We do indeed. Let me know if you need anything else. 

Matt


----------



## AdnanK (Jun 11, 2013)

Still waiting for a call back from Jeremy, he was busy with another customer when I called.


----------



## Keith Michaels (Apr 3, 2009)

Hi Adnank, 

Please could you private message me your contact number so I can pass it on to Jeremy and ask him to chase up? 

Many thanks, 

Matt


----------



## dav134 (Dec 22, 2014)

My car is a 10 plate standard car, i am 29, 9 years ncb paying £580 with hastings direct. 

I used go compare to get quotes


----------



## AdnanK (Jun 11, 2013)

Keith Michaels said:


> Hi Adnank,
> 
> Please could you private message me your contact number so I can pass it on to Jeremy and ask him to chase up?
> 
> ...


Never got a call back, did you get my PM Matt? Called Jeremy directly but again couldn't get hold of him.


----------



## Keith Michaels (Apr 3, 2009)

AdnanK said:


> Never got a call back, did you get my PM Matt? Called Jeremy directly but again couldn't get hold of him.


Morning AdnanK, 

I did indeed, I've dropped Jeremy an email asking him to chase up this morning so he should be in touch soon. 

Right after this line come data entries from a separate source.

PR #313, opened 2026-04-15
feat(sprig)!: add Sprig device-mode integration

vgupta98:
## Description
Add a new Sprig (UserLeap) device-mode integration for the RudderStack Kotlin SDK. This integration supports `identify`, `track`, and `reset` calls, mapping them to the corresponding Sprig SDK methods. It also handles activity lifecycle to enable in-app survey presentation via `trackAndPresent`.

## Type of change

If not let me know and I'll give him a call. 

Many thanks, 

Matt


----------



## AdnanK (Jun 11, 2013)

Keith Michaels said:


> Morning AdnanK,
> 
> I did indeed, I've dropped Jeremy an email asking him to chase up this morning so he should be in touch soon.
> 
> ...


Okay, will do.


----------



## AdnanK (Jun 11, 2013)

Thanks Matt, missed a call from Jeremy, I'll follow up.


----------



## AdnanK (Jun 11, 2013)

Renewed with Admiral, initially they quote £2100, but finally agreed they would mirror my no claims to match the GTR, £1500 for both my GTR and BMW 530D 

AIB tried, but so far could only get me to £2300.

Keith M - I gave up with these guys, could never get hold of Jeremy and follow throught with a quote, I'm just too impatient.


----------